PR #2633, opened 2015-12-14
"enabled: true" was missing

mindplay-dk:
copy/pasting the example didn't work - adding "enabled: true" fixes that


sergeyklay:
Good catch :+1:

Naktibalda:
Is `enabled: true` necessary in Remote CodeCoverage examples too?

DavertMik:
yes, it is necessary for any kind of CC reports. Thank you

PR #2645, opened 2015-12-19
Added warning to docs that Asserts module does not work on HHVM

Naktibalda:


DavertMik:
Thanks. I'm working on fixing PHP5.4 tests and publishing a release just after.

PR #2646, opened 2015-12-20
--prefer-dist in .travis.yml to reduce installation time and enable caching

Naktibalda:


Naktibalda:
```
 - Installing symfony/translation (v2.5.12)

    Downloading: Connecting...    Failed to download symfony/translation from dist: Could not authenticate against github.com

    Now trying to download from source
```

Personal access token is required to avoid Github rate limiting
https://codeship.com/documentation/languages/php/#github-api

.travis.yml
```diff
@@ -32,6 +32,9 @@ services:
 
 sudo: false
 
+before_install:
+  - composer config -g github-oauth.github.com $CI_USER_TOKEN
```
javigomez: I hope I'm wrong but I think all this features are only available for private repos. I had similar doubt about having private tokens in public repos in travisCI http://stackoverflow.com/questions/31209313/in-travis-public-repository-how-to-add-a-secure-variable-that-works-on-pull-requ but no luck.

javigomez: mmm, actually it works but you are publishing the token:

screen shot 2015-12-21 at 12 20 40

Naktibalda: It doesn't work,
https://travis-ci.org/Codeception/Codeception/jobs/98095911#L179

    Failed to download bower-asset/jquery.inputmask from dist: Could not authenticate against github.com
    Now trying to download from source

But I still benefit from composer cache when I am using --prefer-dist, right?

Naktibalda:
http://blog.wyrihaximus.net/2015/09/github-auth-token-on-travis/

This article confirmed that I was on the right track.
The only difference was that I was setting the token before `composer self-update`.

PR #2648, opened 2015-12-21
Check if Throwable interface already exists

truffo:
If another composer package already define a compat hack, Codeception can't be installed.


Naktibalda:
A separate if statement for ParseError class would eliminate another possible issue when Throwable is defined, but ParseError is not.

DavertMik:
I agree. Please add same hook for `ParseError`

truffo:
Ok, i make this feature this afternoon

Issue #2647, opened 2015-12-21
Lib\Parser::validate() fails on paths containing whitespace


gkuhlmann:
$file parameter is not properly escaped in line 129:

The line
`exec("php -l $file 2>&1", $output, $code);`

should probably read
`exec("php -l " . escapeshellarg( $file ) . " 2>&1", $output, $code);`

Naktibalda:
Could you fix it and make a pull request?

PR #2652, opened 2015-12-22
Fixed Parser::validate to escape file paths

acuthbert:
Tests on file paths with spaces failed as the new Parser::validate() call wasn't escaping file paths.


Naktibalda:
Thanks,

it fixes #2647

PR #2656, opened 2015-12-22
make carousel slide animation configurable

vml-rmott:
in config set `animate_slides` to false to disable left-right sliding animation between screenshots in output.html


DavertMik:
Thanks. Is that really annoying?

### Exercise brief
Repeat the material in full. Nothing may differ.

### Solved exercise
PR #2633, opened 2015-12-14
"enabled: true" was missing

mindplay-dk:
copy/pasting the example didn't work - adding "enabled: true" fixes that


sergeyklay:
Good catch :+1:

Naktibalda:
Is `enabled: true` necessary in Remote CodeCoverage examples too?

DavertMik:
yes, it is necessary for any kind of CC reports. Thank you

PR #2645, opened 2015-12-19
Added warning to docs that Asserts module does not work on HHVM

Naktibalda:


DavertMik:
Thanks. I'm working on fixing PHP5.4 tests and publishing a release just after.

PR #2646, opened 2015-12-20
--prefer-dist in .travis.yml to reduce installation time and enable caching

Naktibalda:


Naktibalda:
```
 - Installing symfony/translation (v2.5.12)

    Downloading: Connecting...    Failed to download symfony/translation from dist: Could not authenticate against github.com

    Now trying to download from source
```

Personal access token is required to avoid Github rate limiting
https://codeship.com/documentation/languages/php/#github-api

.travis.yml
```diff
@@ -32,6 +32,9 @@ services:
 
 sudo: false
 
+before_install:
+  - composer config -g github-oauth.github.com $CI_USER_TOKEN
```
javigomez: I hope I'm wrong but I think all this features are only available for private repos. I had similar doubt about having private tokens in public repos in travisCI http://stackoverflow.com/questions/31209313/in-travis-public-repository-how-to-add-a-secure-variable-that-works-on-pull-requ but no luck.

javigomez: mmm, actually it works but you are publishing the token:

screen shot 2015-12-21 at 12 20 40

Naktibalda: It doesn't work,
https://travis-ci.org/Codeception/Codeception/jobs/98095911#L179

    Failed to download bower-asset/jquery.inputmask from dist: Could not authenticate against github.com
    Now trying to download from source

But I still benefit from composer cache when I am using --prefer-dist, right?

Naktibalda:
http://blog.wyrihaximus.net/2015/09/github-auth-token-on-travis/

This article confirmed that I was on the right track.
The only difference was that I was setting the token before `composer self-update`.

PR #2648, opened 2015-12-21
Check if Throwable interface already exists

truffo:
If another composer package already define a compat hack, Codeception can't be installed.


Naktibalda:
A separate if statement for ParseError class would eliminate another possible issue when Throwable is defined, but ParseError is not.

DavertMik:
I agree. Please add same hook for `ParseError`

truffo:
Ok, i make this feature this afternoon

Issue #2647, opened 2015-12-21
Lib\Parser::validate() fails on paths containing whitespace


gkuhlmann:
$file parameter is not properly escaped in line 129:

The line
`exec("php -l $file 2>&1", $output, $code);`

should probably read
`exec("php -l " . escapeshellarg( $file ) . " 2>&1", $output, $code);`

Naktibalda:
Could you fix it and make a pull request?

PR #2652, opened 2015-12-22
Fixed Parser::validate to escape file paths

acuthbert:
Tests on file paths with spaces failed as the new Parser::validate() call wasn't escaping file paths.


Naktibalda:
Thanks,

it fixes #2647

PR #2656, opened 2015-12-22
make carousel slide animation configurable

vml-rmott:
in config set `animate_slides` to false to disable left-right sliding animation between screenshots in output.html


DavertMik:
Thanks. Is that really annoying?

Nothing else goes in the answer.